$\large \cos{3\theta}$ $\,=\,$ $4\cos^3{\theta}-3\cos{\theta}$

Cos triple angle formula is usually written in three standard forms.

Angle | Triple angle | Formula |
---|---|---|

$x$ | $3x$ | $\cos{3x}$ $\,=\,$ $4\cos^3{x}-3\cos{x}$ |

$A$ | $3A$ | $\cos{3A}$ $\,=\,$ $4\cos^3{A}-3\cos{A}$ |

$\alpha$ | $3\alpha$ | $\cos{3\alpha}$ $\,=\,$ $4\cos^3{\alpha}-3\cos{\alpha}$ |

The angle of the right angled triangle can be denoted by any symbol but the triple angle is equal to thrice the symbol. However, the expansion of cosine of triple angle rule is in same form.

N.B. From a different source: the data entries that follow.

PR #2263, opened 2017-12-28
pre-factor the notebook provider component

rgbkrk:
While working on #2218, I noticed some bits that really needed to move either to their own component files or within providers. Let's see if I can get this situated then rebase #2218 on top of it.

* [x] extract the pinned cell and related components
* [x] move ye ole notebook.js to providers (for now, since it is a connected redux component)
* [x] fix tests
* [x] split cell into view layer and provider components
* [x] fix tests again


rgbkrk:
Yuck. The cell isn't _really_ disconnected from the store in this component now as the toolbar is still a provider component...

rgbkrk:
Getting closer though. 😄

rgbkrk:
All set now for the first round.

PR #2269, opened 2017-12-29
Finish off the nextgen and provider exports

rgbkrk:
This is going to be the final sweep over the components, making sure that "provider" components are in the right spot and that by default we export `@nteract/core/components` as purely view layer components and `@nteract/core/providers` as the opinionated redux store backed ones.

* [x] markdown cell --> markdown preview component
* [x] create provider components
* [x] clean up all the "next gen" usage
* [x] declare cell as a provider component for now
* [x] fix up the flow path for `@nteract/core`
* [x] fix tests
* [x] `<Notebook />` (from `@nteract/core/components`) --> `<Cells />`
* [x] `<Notebook />` from `@nteract/core/providers` --> `<NotebookApp />`

Follow up PR:

* `<Cell />` from provider will get broken apart as it's one of those components that get too much threaded through. That's what #2218 is seeking to accomplish and will be what I go after next.


rgbkrk:
Oooook, this makes the core package a bit more reasonable to read, with regular (no redux) components in `@nteract/core/component` and the connected ones in `@nteract/core/providers`. I also cleaned up all the `_nextgen` stuff. Next gen is _here_ now and we won't have to differentiate. 

We still probably want to do #2218, this at least makes a clean distinction here.

packages/core/__tests__/components/markdown-preview-spec.js
```diff
@@ -1,8 +1,9 @@
+// @flow
 import React from "react";
 
 import { shallow, mount } from "enzyme";
 
-import MarkdownCell from "../../../src/components/cell/markdown-cell";
+import MarkdownCell from "../../src/components/markdown-preview";
```
mpacer: Why is MarkdownCell in markdown-preview (as opposed to markdown-cell)?

packages/core/__tests__/providers/cell-spec.js
```diff
@@ -3,9 +3,9 @@ import Immutable from "immutable";
 
 import { mount } from "enzyme";
 
-import Cell from "../../../src/components/cell/cell";
+import Cell from "../../src/providers/cell";
```
mpacer, line 6: Much more reasonable! W00t!

packages/core/__tests__/components/markdown-preview-spec.js
rgbkrk: oh I should change this name, thanks

applications/showcase/pages/index.js
```diff
@@ -1,15 +1,13 @@
...
+import {
   Cell,
   Input,
   Prompt,
   PromptBuffer,
   Editor,
   Outputs,
   Notebook
-} = _nextgen;
+} from "@nteract/core/components";
```
mpacer: shouldn't this be `@nteract/core/providers`?

rgbkrk: Nope! This one (in showcase) was demonstrating how to use the next gen components.

applications/play/components/Main.js
```diff
@@ -4,15 +4,12 @@ import CodeMirrorEditor from "@nteract/editor";
 import { BinderConsole } from "./consoles";
 import { Display } from "@nteract/display-area";
 import { KernelUI } from "./kernelUI";
-import { _nextgen } from "@nteract/core/components";
+import { Outputs } from "@nteract/core/components";
```
mpacer, line 7: Shouldn't this be `@nteract/core/providers`?

packages/core/__tests__/providers/notebook-spec.js
```diff
@@ -7,7 +7,6 @@ import { shallow, mount } from "enzyme";
 import renderer from "react-test-renderer";
 
 import { displayOrder, transforms } from "@nteract/transforms";
-import Cell from "../../src/components/cell/cell";
```
mpacer, line 10: Why don't we need cells in the notebook tests any longer?

packages/core/providers.js
```diff
@@ -0,0 +1,2 @@
+// @flow
+module.exports = require("./").providers;
```
mpacer, line 2: 😄 👍

applications/play/components/Main.js
rgbkrk: Nope! We only use the presentational `Outputs` components in play, it's a totally separate redux store setup in play.

mpacer: Oh nope… actually it shouldn't be!

applications/showcase/pages/index.js
mpacer: Actually… I think this needs to be split between those components that are in `@nteract/core/providers` and `@nteract/core/components`

packages/commuter-frontend/components/contents/zeppelin.js
```diff
@@ -3,9 +3,7 @@ import * as React from "react";
 
 import { JSONTransform, HTMLTransform } from "@nteract/transforms";
 
-import { _nextgen } from "@nteract/core/components";
-
-const { Editor } = _nextgen;
+import { Editor } from "@nteract/core/components";
```
mpacer, line 6: I'd have imagined that this would require heavier logic and so would be inside `@nteract/core/providers`

applications/play/components/Main.js
mpacer: lovely!

applications/showcase/pages/index.js
mpacer: oh… i'm really confused now… above Notebook is a provider not a component…

packages/core/__tests__/providers/notebook-spec.js
rgbkrk: The notebook provider uses Cell directly and we _used_ to have a `CellComponent` prop where we passed the `Cell` implementation. That's completely gone (and has been for a bit), so I cleaned up this part of the test.

mpacer: sweet! well done!

lgeiger (approved):
Great stuff 👍

Can't wait for Travis to go green 😄

packages/commuter-frontend/components/contents/zeppelin.js
rgbkrk: This is probably a bad sign for the `<Editor>` component's naming. 🤔  It's designed to be used like this:


```js
<Editor>
  import this
</Editor>
```

which by default just shows a syntax highlighted representation of the text and has some attached styling. When you want an editable one, you pass in a child component that is actually editable:

```js
<Editor>
  <CodeMirror>
    import this
  </CodeMirror>
</Editor>
```

packages/core/src/components/markdown-preview.js
```diff
@@ -25,31 +24,43 @@ type State = {
...
 const renderer = new MarkdownRenderer();
-
 const mdRender: MDRender = input => renderer.render(parser.parse(input));
 
+// TODO: Consider whether this component is really something like two components:
+//
+//       * a behavioral component that tracks focus (possibly already covered elsewhere)
+//       * the actual markdown previewer
+//
+//       Since I'm really unsure and don't want to write a silly abstraction that
```
mpacer, line 40: I'm actually with you on separating this, previewing markdown is it's own concept with its own (display) decisions & it's not a silly abstraction. 

What is handling the keyboard shortcuts that move focus between different cells? Is that separate from "selecting" multiple cells? How does it currently handle multi-cell selection (&c.)

applications/showcase/pages/index.js
rgbkrk: yeahhhhhh... We should probably call it `<NotebookApp />` or something for the provider version. It's way different than the presentational `<Notebook />` which just does styling for between the (non-provider) `<Cell />`s.

lgeiger: This uses the [notebook component](https://github.com/nteract/nteract/pull/2269/files#diff-1c8f2160fb8b611b4ec84056347f1b0bR380) from `core/src/components/index.js` and not the provider

**Edit:** Not relevant anymore since Kyle answered it already above.

mpacer:
So this is great! Much simpler! 

Unfortunately, it introduces some really confusing nomenclature things — we seem to have duplicate names for providers and components. Presumably these have different purposes and "signatures"… maybe we could postfix "View" onto all of the view only components with little logic inside them?

packages/core/src/components/markdown-preview.js
rgbkrk: We don't have any multi-cell select logic.

The keyboard shortcuts are handling of when you have the cell focused so that you can flip back and forth between view mode. I've got to run, for the time being though I'd suggest playing with up/down on the current app. I can do a GIF and explanation later.

rgbkrk:
Thanks for the super earnest review @mpacer, I definitely want the nomenclature here to make sense, be approachable, and very useful.

packages/core/src/components/markdown-preview.js
mpacer: I don't think this split needs to occur yet… but if it doesn't occur I don't think this process of separating the providers from components is done. There's a lot of key handling logic in here when what matters is displaying the render from a view only perspective (in analogy with what you have above).

mpacer:
At the least, with them having the same names, there would be no way for someone to import both providers and components without renaming some of them or using the module itself as a namespace (which seems potentially annoying). 

I'm not really sure which should be the "default" though, the provider (implying that we postfix `View` or `Component` something to the component names) or the component (implying that we postfix `App` or `Container` or `Provider` or something to the provider names). 

Maybe to avoid confusion we could add both postfixes?

rgbkrk:
> At the least, with them having the same names, there would be no way for someone to import both providers and components without renaming some of them or using the module itself as a namespace (which seems potentially annoying).

Yeah that's a very good point.

Normally, as you see with the `Toolbar` component and the provider version of the `Toolbar` component, they _do_ map between the view component and the provider. The provider version merely augments the view to have callbacks hooked up to dispatch.

The two that don't follow this pattern are `Cell` and `Notebook`. The plan in #2218 was to do away with the `Cell` as a messy component you have to pass things through and make `Notebook` act more like `NotebookApp`. On some level, this just goes to show that we're bearing the legacy of learning React while building the app.

Right now I think I'm in favor of calling all the provider versions `Connected`, so `ConnectedToolbar`, `ConnectedNotebook`, etc. What do you think?

mpacer:
> Normally, as you see with the Toolbar component and the provider version of the Toolbar component, they do map between the view component and the provider. The provider version merely augments the view to have callbacks hooked up to dispatch.

AH — so in that case the expectation is that you'd only want one or the other so they can easily be swapped out for each other.

Ok in that case, I think my comments on the `MarkdownPreview` class need clarification. I thought the primary distinction was between "functional" pieces (callbacks, event management &c.) vs. "display" pieces (styling, layout, class assignment, passing props, mapping props to children). That is pretty different from this distinction between the redux store connected components which I now understand this to be focusing on. It just happened to be the case that most of the components in components weren't too js heavy and focused on what I was calling display. 

I still think that "functional" vs. "display" split should also occur. But perhaps that should occur later…

> Right now I think I'm in favor of calling all the provider versions Connected, so ConnectedToolbar, ConnectedNotebook, etc. What do you think?

My only concerned is that it doesn't actually specify that it's specifically intended to be connected to a redux store (not any generic state manager), but I think that can be mentioned in the docs and so should be fine.

rgbkrk:
I've done some thinking while away for a bit and I'm thinking the following for a few components:

* `<Notebook />` (from `@nteract/core/components`) --> `<Cells />`
* `<Notebook />` from `@nteract/core/providers` --> `<NotebookApp />`
* `<Cell />` from provider will get broken apart as it's one of those components that get too much threaded through. That's what #2218 was seeking to accomplish.

Part of my rubric here is from the [Presentational and Container Components](https://medium.com/@dan_abramov/smart-and-dumb-components-7ca2f9a7c7d0) post from Dan Abramov.

rgbkrk:
> I still think that "functional" vs. "display" split should also occur. But perhaps that should occur later…

In some cases, they're intertwined -- especially as it relates to "active", "selected", etc. We'll figure it out together over time here.

mpacer:
> In some cases, they're intertwined -- especially as it relates to "active", "selected", etc. We'll figure it out together over time here.

Makes sense! Happy to be on the journey with ye. 

> <Notebook /> (from @nteract/core/components) --> <Cells />

That seems to fit its purpose more cleanly too. 

> <Notebook /> from @nteract/core/providers --> <NotebookApp />

You technically don't need to change this since you got rid of the old `Notebook` component.

> <Cell /> from provider will get broken apart as it's one of those components that get too much threaded through. That's what #2218 was seeking to accomplish.

Hrm… I see what you mean about the dethreading in #2218. But when you say broken apart do you also mean creating separate components rather than working over one gigantic switch statement?

rgbkrk:
> do you also mean creating separate components rather than working over one gigantic switch statement?

As much as possible I want to be able to pass the props for display area, editor, etc. directly, without having to pass it through a component above it (as currently works with `NotebookApp`'s `<Cell />`). Right now that likely means a large component for the `<NotebookApp />`.

rgbkrk:
By the way, what I mean by threading is that, for example, with the `<Editor />` component, if I wanted to change things on (the old version of) the component, I had to thread (read: sew) all properties through each component above it. The hierarchy used to look something like this:

```
Notebook
  --> DraggableCell
    --> Cell
      --> CodeCell
        --> Editor
          --> CodeMirror
```

As you can see now, most of those components are gone and we've been favoring:

```
<Notebook>
  <Draggable>
    <Cell>
      <Editor>
        <CodeMirror>
```

The distinction being that we use `children` in the same way as you would with HTML.

rgbkrk:
I'm going to go ahead and merge this, let's keep refining our interfaces with new PRs. Luckily, unlike Python, we're only exporting _some_ of the interfaces here so we can keep changing the underneath bits. As it stands though, we'll be making a major release of `@nteract/core` (which is currently at 0.0.8).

Assume $\theta$ is an angle of the right angled triangle and triple angle is written as $3\theta$. Cosine of triple angle is written as $\cos{3\theta}$ in trigonometry and its expansion can be derived in geometrical method as follows.

01

The angle of the right angled triangle $JDH$ is $3\theta$ and express cosine of triple angle in ratio form by this triangle.

$\cos{3\theta} \,=\, \dfrac{DJ}{DH}$

The side $\overline{DE}$ is divided as sides $\overline{DJ}$ and $\overline{JE}$ by the perpendicular side $\overline{HJ}$ at point $J$. Due to this, the length of the side $\overline{DJ}$ can be written as the subtraction of the length of the side $\overline{JE}$ from the length of the side $\overline{DE}$.

$DJ \,=\, DE\,–\,JE$

Replace the length of the side $\overline{DJ}$ in ratio form of the cosine of triple angle formula.

$\implies$ $\cos{3\theta} \,=\, \dfrac{DE\,-\,JE}{DH}$

02

$\overline{DE}$ is adjacent side of the right angled triangle $EDG$ and the angle of the $\Delta EDG$ is $2\theta$.

On the basis of $\Delta EDG$, express the length of the side $\overline{DE}$ in its alternative form.

$\cos{2\theta} \,=\, \dfrac{DE}{DG}$

$\implies DE \,=\, DG \cos{2\theta}$

The mathematical relation expresses that the length of the side $\overline{DE}$ can be written as the product of the length of the side $\overline{DG}$ and cosine of double angle theta.

$\implies$ $\cos{3\theta} \,=\, \dfrac{DG \cos{2\theta} \,-\,JE}{DH}$

03

The sides $\overline{JE}$ and $\overline{KG}$ are parallel lines geometrically and their lengths are also same.

$JE \,=\, KG$

Hence, the length of the side $\overline{JE}$ can be replaced by the length of the side $\overline{KG}$ in the expansion of the cos of triple angle law.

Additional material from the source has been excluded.